How often has each maximum turned up?

Clearly, it's uncommon for a show to have a maximum of 150 or more. 38 shows out of our 1032 episode sample allowed 150 points, roughly one show in 27. So the record can be beaten.

A Monte Carlo model

Or we can approach the problem through statistics. Assuming that all letters rounds are independent events^{c}, we can model the outcome of each round (letters – and numbers, while we're at it), and work out how many games have a certain maximum score.

And here, we find there are more niners than before. Data from the June to December 2018 series shows a significant shift. The proportion of rounds maxing at 6 letters or less has fallen from 16.5% to 13.0%; the proportion with nothing better than a 7 has fallen from 59.8% to 51.3%.

Most crucially, the percentage of rounds where a nine-letter word is available has increased from 5.7% to 9.3%. With bonus points for a niner, that increases the availability of hyperscores.

Countdown as seen in Monte Carlo.

In a process known as "Monte Carlo modelling", we set the UKGameshows computer Mr. Babbage away to make up 100,000 hypothetical episodes of Countdown. Assign the score to each round, based on the probabilities we've found, and add them up. We did this for each round without considering others on the show. By the time it had finished this run, Mr. Babbage had independently derived the teapot, a central clock, and Jeff Stelling.

We find the median show has an average of 127. Even with perfect play, half of the shows score no more than 127. A score of 140 will appear once in 7.6 shows, so an octochamp playing perfect games every time should record a score this high. (By-the-by, a perfect player's octochamp run will total 1000 or more in about 90% of our trials: that mark might be the ultimate in sustained Countdown excellence.)
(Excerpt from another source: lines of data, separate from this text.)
PR #772, opened 2017-02-26
InfoBar.py: Remove useless import

persianpros:
Also cleanup


persianpros:
Is it ok to import whole enigma ? I mean what you have in line 12

PR #777, opened 2017-02-26
Add new option 'use dvbapi5 statistics' for show snr/db in gui

Dima73:
For DVB API 5 need same recalculation.
Samy simple option if DVB API 5 incorrect values, return to old DVB API.
In the DVB API made great recalculation value.

et8500/et7x00/sundtek/osmega --> incorrect values for DVB API 5


Taapat:
This is used only if dvbapi version is 5.10 or higher.
I think that everything that is related with this, it is necessary to include in check of dvbapi version.
Otherwise, we get a non working config and wraning about unused variable on receivers that use less dvbapi version.

Dima73:
How to do it?
Please help.

Taapat:
In c++ code add:
```
#if DVB_API_VERSION > 5 || DVB_API_VERSION == 5 && DVB_API_VERSION_MINOR >= 10
...
#endif
```
How to do it setup.xml in I do not know.

But the next question is how many receivers used dvbapi version less than 5.10?
I suspect that we can remove this checks in enigma2.

littlesat:
Is this only needed for et8500/et7x00/sundtek/osmega....
Basically they should fix it... 
But when it is box specific why do we need a config in the UI?

Dima73:
Manufacturers can not fix it.
Let's just go back to the old api.

PR #803, opened 2017-02-27
Add new option 'use dvbapi5 statistics' for show snr/db in gui

Dima73:
dvbapi5 statistics  show incorrect values from sundtek/osmega/et7000/et8500
return old api


littlesat:
Why do we need a config for this?

Dima73:
Manufacturers use false values dvbapi5 statistics snr/db.

littlesat:
They Should fix it... And to make a config of it is bad. The UI mist not be involved with this. Then make a feature of it instead.........

Dima73:
littlesat
I do not understand what should I do?

littlesat:
Basically wakt until xtrend solve the issue... Or add it as feature not a config....

Dima73:
What means "add it as feature not a config"?

littlesat:
Yep now it is a config... I think that is 'not done' when it is for specific boxes... then it should be via a SystemInfo.py (key) -or- a machine feature.

PR #809, opened 2017-03-01
Remove results files

persianpros:


littlesat:
Are you sure this can be removed?

persianpros:
Yes it's not like main folder ;)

How often we see scores in the current (and last) Countdown format.

Note the lumps in the distribution – lots of shows have maximums in the low 120s, lots in the low 130s, but very few around 128 or 138. These reflect the bonus awarded for each 9-letter word – no niners will cluster in the low 120s, a single niner will cluster in the low 130s, two niners will cluster in the low 140s.

Zarte's score of 150 is unusual, it appears by chance slightly less than once every 40 shows. A Champion of Champions playing perfectly will win 15 games, and might not have a chance of equalling the record. Two Champion of Champions candidates playing perfectly will win 28 games and tie one more, and it's likely that one of them will reach the mythic 150.^{d}

Not every player achieves perfection, and to break Zarte's mark, we might have to go higher. A maximum of 160 points appears every 349 episodes, so about once every year and a half. The maximum of 168 we saw last month is vanishingly rare, about once every ten years by pure chance.

Sidebar: an earlier Countdown format

From September 2001 until March 2013, Countdown had a very slightly different balance, with one extra letters round and one fewer numbers round. Does this make it more or less likely to break 150? We set Mr. Babbage off to watch another 100,000 hypothetical episodes of Countdown. It came up with Jo Brand and Phil Hammond, and started work on a creature it called Gyles Bran. We're now scared to ask it to do any more work.

Phil Hammond, in dictionary corner since episode 67,516.

Shifting just one round makes a difference to the maximum score: rather than a near-guaranteed 10 points, we're offering a 93% chance of slightly fewer points, and a 7% chance of many more. There are fewer games with very low maximum scores – every letters round has some points, some numbers rounds are pointless endeavours.

But for the bulk of games, the maximum is depressed. The median game drops from 127 to 126 points, and your average octochamp will max at 139 rather than 140. (That 1000-point octochamp run? About a 75% chance.)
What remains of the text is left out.